# fatal trap 12:page fault while in kernel mode



## georgyous (Jul 14, 2010)

I am new to freebsd, more precisely I would like to use pfsense 2.0 as VM Firewall, the problem is that there seems to be a problem with my hardware.

I've submited a bug to pfsense and they rejected it saying that it is a hardware incompatibility with freebsd.

I do not know if this is the place to ask if someone has any idea if the problem can be resolved. 

Pfsense 2.0 now uses freebsd 8.1 RC1 I thought maybe this could be repaired till the final release?

I've tested all hardware becouse I've read on some freebsd forums that it could be a hardware problem, but all tests passed.
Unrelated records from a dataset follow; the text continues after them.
PR #14715, opened 2024-07-13
feat:(Combinatorics/SimpleGraph): connected `SimpleGraph` forms a `MetricSpace`

Rida-Hamadani:
---

- [ ] depends on: #14582 


Mathlib/Combinatorics/SimpleGraph/Metric.lean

I have attached the printscrean, when I boot that screen apears, I tryed booting without ACPI support and the system rebooted right affter the same screen appeared.

Thank you in advance1

My config is:
Motherboard: ALiveNF6G-DVI
AMD Athlon64 X2 5400+ Black Edition
6 GB of RAM
Network adapters: MCP61 Ethernet (integrated in the motherboard)
RTL8139
RTL8169

I have a Citrix Xenserver 5.5 instaled on it and on top multiple VM's. One of them I would like to be the PFsense vm as a firewall.


If you need any details please ask.

Sorry for my english.


----------



## kpa (Jul 14, 2010)

Is the guest operating system in the VM using the hardware directly in any way or is it using just emulated devices?


----------



## georgyous (Jul 15, 2010)

I tryed to install it in HVM mode, as I can see from other vm's already installed it see's the motherboard xen, the memory exactly the model that I have, the hdd a quemu harddisk, the network addapers ok.

I tryed it on other 2 machines, 2 optiplex 740 also as vm's one with xenserver 5.5, the other one with xenserver 5.6. Finaly it works in a remote location on a Dell r610 with xenserver 5.5 but unfortunatly this does not help me. 

That is why I think is a hardware problem, maybe some drivers or something. 

If I can help to troubleshoot, please let me know.


----------